## TASK TO COMPLETE
Print the listing below in its entirety, character for character.

## GIVEN RECORDS
PR #5471, opened 2023-09-08
featurecounts: take unsorted.bam

bernt-matthias:
if sam is allowed also unsorted.bam (i.e. any bam) should be. also fixed the test data ftypes to what they actually are (should save a few implicit conversions in the testing).

From the manual: 

> If the input contains location-sorted paired-end reads, featureCounts will automatically
re-order the reads to place next to each other the reads from the same pair before counting
them. Sometimes name-sorted paired-end input reads are not compatible with featureCounts
(due to for example reporting of multi-mapping results) and in this case featureCounts will
also automatically re-order them.

FOR CONTRIBUTOR:


tools/featurecounts/featurecounts.xml
```diff
@@ -137,7 +137,7 @@
         <param name="alignment"
                type="data"
                multiple="false"
-               format="bam,sam"
+               format="unsorted.bam,sam"
```
bgruening, line 140: can we also add `bam` here, just for clarity ... I don't think is very intuitive  that `unsorted.bam` also includeds sorted bam.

## RESPONSE FOR THIS EXERCISE
PR #5471, opened 2023-09-08
featurecounts: take unsorted.bam

bernt-matthias:
if sam is allowed also unsorted.bam (i.e. any bam) should be. also fixed the test data ftypes to what they actually are (should save a few implicit conversions in the testing).

From the manual: 

> If the input contains location-sorted paired-end reads, featureCounts will automatically
re-order the reads to place next to each other the reads from the same pair before counting
them. Sometimes name-sorted paired-end input reads are not compatible with featureCounts
(due to for example reporting of multi-mapping results) and in this case featureCounts will
also automatically re-order them.

FOR CONTRIBUTOR:


tools/featurecounts/featurecounts.xml
```diff
@@ -137,7 +137,7 @@
         <param name="alignment"
                type="data"
                multiple="false"
-               format="bam,sam"
+               format="unsorted.bam,sam"
```
bgruening, line 140: can we also add `bam` here, just for clarity ... I don't think is very intuitive  that `unsorted.bam` also includeds sorted bam.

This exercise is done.